Peer Relationship Scale

57%

76%

Prosocial Scale

71%

100%

Total

100%

89%

 

 

 

Internalizing and Externalizing Problems

As stated earlier, the five scales can be broken down into three to show the propensity to internalize and/or externalize behavioral and emotional issues. The third scale used in this instance is the prosocial scale. The emotional and peer relationship scales are added together to obtain the internalizing problems scale and the conduct and hyperactivity/inattention are added together to obtain the externalizing problems scale. These scales are used to describe a general population rather than as a tool for treatment. Table 2 shows the improvement scores from Table 1 broken down into the three-scale option: 1) Internalizing problems; 2) externalizing problems; and 3) prosocial behavior.

 

Table 2: Internalizing and Externalizing Problems

Scale

Parent

Youth

Internalizing Problems

71%

89%

Externalizing Problems

86%

78%

Prosocial Scale

71%

100%

 

Conclusion

Although many of the post SDQs were taken just a month after the initial intervention with a SAFE counselor, the majority of clients showed improvements in all of the assessment scales. The first four measures (emotional symptoms, conduct problems, hyperactivity/inattention, and peer relationship problems) show improvement by a decrease in scores from pre- to post- surveys, with the largest decrease measured in youth exhibiting emotional problems.
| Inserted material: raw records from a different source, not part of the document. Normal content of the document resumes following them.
PR #881, opened 2024-03-28
fix input error spacing, add util classes

austensen:
This PR adds [margin and padding utility classes](https://github.com/JustFixNYC/justfix-website/blob/master/src/styles/_custom.scss) for design-system spacing increments that we create for org site. (later this should probably move to component library)
[sc-14221]

Spectre had some of these too, so I commented those out (until we can finally move away from all spectre stuff) and updated any references to them to use our new ones instead. 

Then I used the new spacing classes to fix the input error spacing for email/password/user-type.
[sc-13887]

And finally I moved the "forgot password?" link from the password component to login to match the updated placement in figma. 
[sc-13974]

image

image

image

UPDATE:

Also now all the input errors deal with long messages. svg's are wrapped in div to prevent shrinking within flexbox, and align icons to top. 

image
image

### DIFF
--- a/client/src/components/Login.tsx
+++ b/client/src/components/Login.tsx
@@ -3,7 +3,11 @@ import { Trans, t } from "@lingui/macro";
 import { I18n } from "@lingui/core";
 import { withI18n } from "@lingui/react";
 import classNames from "classnames";
+import { Button, Link as JFCLLink } from "@justfixnyc/component-library";
 
+import "styles/Login.css";
+import "styles/UserTypeInput.css";
+import "styles/_input.scss";
 import AuthClient from "./AuthClient";
 import { JustfixUser } from "state-machine";
 import { UserContext } from "./UserContext";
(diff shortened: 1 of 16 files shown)


client/src/components/Login.tsx
```diff
@@ -177,19 +180,32 @@ const LoginWithoutI18n = (props: LoginProps) => {
             </Trans>
           </span>
         )}
+        {isLoginStep && (
+          <LocaleLink
```
kiwansim, line 184: is there a reason why you used `LocaleLink` instead of `Link` from the component library here?

austensen: it does use it within LocaleLink with the `component={JFCLLink}` so it gets the styles, but I used LocaleLink so that it uses the proper `/en` `/es` on that link, which I believe we do everywhere in wow

austensen: i guess it would actually be better to just edit the LocaleLink to always use the jfcl component like this to simplify all our uses of it since this is kinda gross currently

kiwansim: oh and does this cover [sc-13974](
https://app.shortcut.com/justfixnyc/story/13974/move-forgot-password-link-out-of-the-input-field?vc_group_by=day&ct_workflow=all&cf_workflow=500000153)?

kiwansim: yeah I think editing LocaleLink would be cleaner! we can make a ticket for it though unless you wanna include it in this pr

austensen: Hmm actually I don't know if we're ready to use that in every location yet and it might take some time to review everything, I'll make a ticket for this to do later though

kiwansim (approved):

client/src/components/Login.tsx
austensen: oh yes, missed that ticket, thanks

PR #887, opened 2024-03-29
use 16px in text inputs to prevent zooming on mobile safari

austensen:
On mobile safari it was zooming in on text inputs when focused. This is because the font size was < 16px, so this bumps them all up to 16px (until we can swap with component library). Testing on the preview link it does not zoom now!

desktop:
image

mobile:
image

[sc-13908]

### DIFF
--- a/client/src/styles/EmailInput.scss
+++ b/client/src/styles/EmailInput.scss
@@ -30,6 +30,7 @@
 
     input {
       flex: 1;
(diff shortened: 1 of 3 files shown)


kiwansim (approved):
🔎 🔍 🔎 🔍 🔎 🔍 🔎 🔍 🔎 🔍

PR #889, opened 2024-04-01
update HPD Online link for bbl search results, useful links and alerts api

austensen:
When the new HPD Online first launched it wouldn't allow you to link to search results based on BBL like the old version. This is important because since WOW uses BBLs for our pages, HPD uses their own "HPD building ID" and a single BBL can have multiple buildings. When there is only one building we can know that and link directly to the page, but when there are multiple we need to link to these bbl search results and the user can select the building they are interested in. 

image

Now that HPD allows these links, we update our own "useful links" section. 

Also in this PR I add this link (single building or search results) as an optional "indicator" on the email alerts endpoint so that we can include those in the building update emails just like useful links. 

The corresponding PR that makes use of the new api changes: https://github.com/JustFixNYC/auth-provider/pull/34

[sc-12997]
[sc-13976]

### DIFF
--- a/client/src/components/UsefulLinks.tsx
+++ b/client/src/components/UsefulLinks.tsx
@@ -41,7 +41,7 @@ export const UsefulLinks: React.FC<UsefulLinksProps> = ({ addrForLinks, location
             href={
               !!hpdbuildingid && hpdbuildings === 1
                 ? `https://hpdonline.nyc.gov/hpdonline/building/${hpdbuildingid}/overview`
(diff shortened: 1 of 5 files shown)


austensen:
great point! added the comment, and later we can refactor this whole endpoint to use a pre-built table as part of the wow k8s job that has all the values we'll need for email alerts and the endpoint can just take a bbl (or maybe multiple bbls if we want to just run one api request per user for all their building updates)

PR #890, opened 2024-04-01
Nav bar updates

kiwansim:
* nav bar buttons no longer wrap
* website title is left justified with the JF logo. this reflects the design system navigation mocks. however, I left the rest of the nav bar styles unchanged, as discussed in the comment section of [sc-14207]

## desktop, tablet landscape
Screenshot 2024-04-01 at 4 59 02 PM

## smaller than tablet landscape
Screenshot 2024-04-01 at 4 59 20 PM
Screenshot 2024-04-01 at 4 59 30 PM


client/src/assets/img/logo-divider.svg
kiwansim, line 1: it feels kind of janky to have a svg for the divider itself, but any other method I tried with borders, margins, paddings, divs, etc. all didn't span the whole height of the nav bar or made the logo & product name scaled down.

client/src/styles/App.scss
```diff
@@ -144,15 +142,9 @@
   }
 
   h1.page-title {
-    margin: 0;
+    @include mobile-h2;
```
kiwansim, line 145: also, don't love that the most important h1 in our site hierarchy  is styled as a mobile-h2 but alas

kiwansim:
[sc-14051]

client/src/styles/App.scss
austensen: ugh yeah, can't wait to just update all the type styles for design system eventually

client/src/styles/App.scss
austensen, line 1: The "demo site" tag could use a bit of `top-margin`, and also it causes the nav to wrap below 353px width. This is obviously pretty minor, but since we'll use the demo site for beta testers I just wanted to mention. 
image

austensen (approved):
This looks great! So nice to finally have "JustFix" on the site like this.

client/src/styles/App.scss
kiwansim: oo good catch, I totally overlooked the demo site tag. i'll include the fix in this PR since as you said, we're gonna use the demo site for beta testers

kiwansim: Screenshot 2024-04-01 at 7 03 05 PM
Screenshot 2024-04-01 at 7 02 52 PM

austensen: Looks great!

PR #1081, opened 2026-09-02
add alt addresses to building pages

austensen:
Uses the new `alt_addrs` column added to `wow_bldgs` in #1080 to display up to 4 "also known as" addresses on building pages when available.


kiwansim (approved):
so excited to have this in finally! i feel like this takes care of one of the more confusing problems that users come across on wow

PR #1085, opened 2026-09-05
update wow client proxy to include district in send-code api call

austensen:
Companion backend PR: https://github.com/JustFixNYC/auth-provider/pull/182


kiwansim (approved):
looks good to me!!

PR #1086, opened 2026-09-05
bug fix: OTP verification in new session 

kiwansim:
if a user (new or existing) clicks a magic link on a browser or device they do not already have an established app session state, the login doesn't go through. if there's a pending building subscription, that does actually get resolved in the backend. this has to do with a mismatch between two endpoints that are called at the same time. the auth_check endpoint returns the user object based on the app session state and verify-magic-link endpoint sets cookies and returns a valid user object

### DIFF
--- a/client/src/components/UserContext.test.ts
+++ b/client/src/components/UserContext.test.ts
@@ -1,0 +1,44 @@
+import { applyAuthCheckUser } from "./UserContext";
+
+const loggedInUser = {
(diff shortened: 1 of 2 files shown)


austensen (approved):
This looks good to me. However I'm having a hard time replicating the bug - I think because when you land on the verify page you can't really see your logged in state until you navigate to a page with with nav to show login/logged-in.

PR #1088, opened 2026-09-05
fix various VQA issues from android testing

austensen:
b5c7511049f582256c12456cf7c0147b4bf374b6 - the "follow building" button alignment was off and overflowing container. this is caused by a known android bug in how it calculates `-webkit-fill-available`. 
image
518edd33727e8c4aea48ebc0ccadcc97eb4abfba - the flex `gap` on follow button conatiner also doesn't work on these nested flex containers on android, so replace with top-margin
6ed76a094101140582784fc2ce53c282087fa5bc - margin around account pages container doesn't render properly on android (same nested flex issue as above)
image
b1f7b4d3f793e8b7b0fcf9a190c118eb61e9f59d - a similr android spacing issue was happening on the newStyle modals (area+building alerts preview email and building alerts unavailable address). This fixes that and also refactors for shared styles across those uses.


kiwansim (approved):
thanks so much for the thorough VQA on android, I can't believe some of the glaring things we've missed for so long. 

I wasn't able to verify that the fixes on the account settings page look as expected on iPhone bc the preview link isn't working with the updated OTP infrastructure. Happy to check that after this is merged but all other fixes look good

PR #1091, opened 2026-09-06
properly handle geosearch 503 errors with error message

austensen:
When Geosearch is down (503) this wasn't being handled correctly on the building-alerts page and it was mistaken for a selected address not being available in wow, so the unavailable-address modal would immediately launch after typing characters into the search bar. Now they are handled separately and a new error message is shown below the bar explaining that address search is temporarily unavailable. This also applies the same thing on the home page.

to reproduce the error, use devtools, network tab, type in search, right click a request and block the domain, type again


kiwansim (approved):
really good catch and the fix is perfect

PR #1092, opened 2026-09-06
use input-otp library

austensen:
We've been encountering all kinds of minor bugs with the otp across different devices/browsers and so I think, at least for now, it's safest to just go with this popular/well maintained library that should handle everything. This also gets us proper cell-level focus outlines and the cursor, which we didn't have before and made it feel broken.


client/src/components/OtpInput.tsx
```diff
@@ -1,16 +1,19 @@
 import classNames from "classnames";
-import type { ChangeEvent, ClipboardEvent, KeyboardEvent, Ref } from "react";
+import { OTPInput, REGEXP_ONLY_DIGITS } from "input-otp/dist/index.js";
```
kiwansim, line 2: flagging that we might want to move over to this library on rent-history as well!

kiwansim (approved):
looks good to me!

PR #1096, opened 2026-09-18
Building Alerts fast follows

JustFix-org:
This PR covers a potpourri of styles and functionality updates: 
- adds Google Map view to login page if coming from a building page or standalone building alerts
- renumber registration flow steps (code entry is now step 3 of 3) 
- banner in Login flow is now scrollable w/ the page (relevant for mobile view now that map takes up a lot of the vertical space) 
- update Login flow from building alerts standalone page to use Degular 
  -  expected side effect confirmed w/ Corey: the success state after clicking magic link to login will be in Degular for all users. we think the dissonance of Degular appearing on this one page for users who are logging in from other WOW pages is better than keeping the success page using Inconsolata, which Building Alerts users will not have ever seen previously in their user journey. 
- styles pass on alternate address section on building page
- styles pass on the email address change section of Account Settings. changes mostly created by updating spacing and alignment on a reusable component on Login.tsx 

Tested on iOS mobile, Chrome, Samsung Galaxy 13


austensen (approved):
This all looks great. Thanks for taking on all these extra items

PR #1097, opened 2026-09-22
add validation for phone number

austensen:
## Validate US phone numbers at signup to match auth-provider rules

companion PR: https://github.com/JustFixNYC/auth-provider/pull/195

Adds frontend phone validation on the register/login flow so invalid US numbers (e.g. `0001234567`) are blocked before they reach auth-provider.

Phone remains optional — blank input is still valid. Validation rules mirror auth-provider `validate_phone_number`: exactly 10 digits, all numeric, first digit not `0` or `1`.

- Add `cleanPhoneDigits()` and `isValidUSPhoneNumber()` to `helpers.ts`
- Use shared validator in `PhoneNumberInput` inline error state
- Re-validate on phone step submit in `Login.tsx`
- Only attach `phoneNumber` to send-code options when digits pass validation
- Add unit tests for `isValidUSPhoneNumber`

## Test plan

- [ ] Run unit tests:
  ```bash
  CI=true REACT_APP_AMPLITUDE_API_KEY=test yarn test --testPathPattern=src/util/helpers.test.ts --watchAll=false
  ```
- [ ] Manual QA on staging/local register flow:
  - Leave phone blank → proceeds (optional)
  - Enter `0001234567` → inline error, cannot advance
  - Enter valid `5551234567` → proceeds and phone sent to backend on send-code

## Deploy notes

Can deploy independently after auth-provider (which fixes crons and backfills legacy data). This PR prevents **new** invalid phones from being submitted at signup.


client/package.json
```diff
@@ -133,5 +133,6 @@
     "extends": [
       "react-app"
     ]
-  }
+  },
+  "packageManager": "yarn@1.22.22"
```
kiwansim: is this a new explicit declaration we have to do?

.gitignore
```diff
@@ -4,6 +4,7 @@ venv/
 .venv/
 env/*
 /.env
+.env.production
```
kiwansim: should we also add `/client/.env` here while we're at it? i notice that the changes there are always tracked on my local

kiwansim (approved):
the logic of phone number validation looks good! just a couple random q's about package manager and .env tracking

client/package.json
austensen: We don't technically need it, but then where ever it's being built it might use different systems and cause differences across systems. For some reasons whenever I run `yarn install` locally it automatically adds it, so I'm always discarding those changes. But from reading on it a little it seems best to have it just for that consistency.

.gitignore
austensen: yeah I think those `client/.env` are intentionally committed to act as default. And since nothing within the SPA client can actually be secret I guess the thinking was it was ok to just commit the values. Though we can change that if you think it better not to have them here. 
I added this because I was experimenting with splitting up my env files, since previously I'd just comment out local/demo/prod versions in a single file and that made it easy to forget and use the wrong one.

PR #78, opened 2021-08-03
Document how to launch non default version of julia

piever:
Thanks for this library, I find it super useful. This PR just adds a short note to the README on how to launch non default versions of julia (I had some trouble figuring it out from the docs).


davidanthoff:
Thanks!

The youth appeared to rate their own symptoms as more severe than their parents did in the pre-assessments, and their improvement was more pronounced. This suggests the youth found the counseling to be very effective for themselves. Emotional symptoms are categorized as internalizing disorders which include depression, withdrawal, anxiety, can lead to low self-esteem and even suicide. Results suggest SAFE counseling intervention has had a positive impact on youth who present internalizing disorder symptoms. Additionally, 100% of parents show improvement in their child’s conduct problems scale, indicating progress externalized disorders. In overall ratings, youth rated highest improvement scores in internalizing problems (89%) and on the prosocial scale (100%), both of which underscore the aim of the counseling programs, to foster personal growth, self-awareness, and coping skills.

 

[1] Goodman A, Goodman R. Strengths and difficulties questionnaire as a dimensional measure of child mental health. J Am Acad Child Psychiatry. 2009; 48:400–3.